You Sound different today

Want create site? Find Free WordPress Themes and plugins.

Want create site? Find Free WordPress Themes and plugins.

At the heart of the TeSLA system lie several instruments that implement various biometrics based identity-verification systems. TeSLA collects several kinds of biometric data from each learner. These biometric samples are processed by the various instruments, to determine whether the learner is in fact the person he or she claims to be (i.e., the instruments verify the identity of the learner). At present the set of instruments includes Face Recognition (FR), Voice Recognition (VR), Keystroke-dynamics (KSD) based identification, and Forensic Analysis (FA) of text.

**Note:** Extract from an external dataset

PR #2654, opened 2019-05-04
Use 'temporary-directory' from dask.config for Worker's directory

mrocklin:


jakirkham:
Doing the same thing for `Nanny` in PR ( https://github.com/dask/distributed/pull/3531 ).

It is well known that most identity-verification systems can be attacked, to malicious ends, in various ways. The easiest kind of attack are spoof attacks, formally called presentation attacks (PA) are attacks made on the biometric sensor (e.g., the camera for face-recognition system or the microphone for voice-recognition system). Therefore, TeSLA also includes two instruments dedicated to presentation-attack detection (PAD): one for face-PAD, and another for voice-PAD. A previous blog entry discussed face presentation attack detection (face-PAD for short), that is, detecting spoof-attacks on the face-recognition instrument. Today we will talk about voice-PAD, that is, how to detect PAs on the VR instrument.

Suppose Bob has enrolled his voice-pattern in the TeSLA VR instrument. Next time he uses TeSLA, the VR instrument can verify his identity based on samples of his speech. There are three common common types of attacks that can be performed by another person, say Alice, on Bob’s voice-based identity:

replay: Alice records Bob’s voice, and replays it back, say, on a laptop or a mobile device, to TeSLA,
speech-synthesis: Alice uses speech-synthesis software to generate a speech-sample that sounds like Bob’s voice, or
voice-conversion: Alice records herself, speaking some text, and uses a voice-conversion software tool to generate a speech sample sounding like Bob’s voice.

Of these, replay-attacks are the easiest to perpetrate, and probably also the most common. The other two kinds of attacks require access to some sophisticated technology, but are not improbable in today’s world.

Listen to the following examples and see if you can distinguish the different kinds of attacks.

Genuine voice sample

Replay-attack sample

Speech-synthesis attack sample

Voice-conversion attack sample

In fact, in the voice-conversion example, indeed the voice of a woman has been converted to resemble that of the male speaker in the genuine voice sample.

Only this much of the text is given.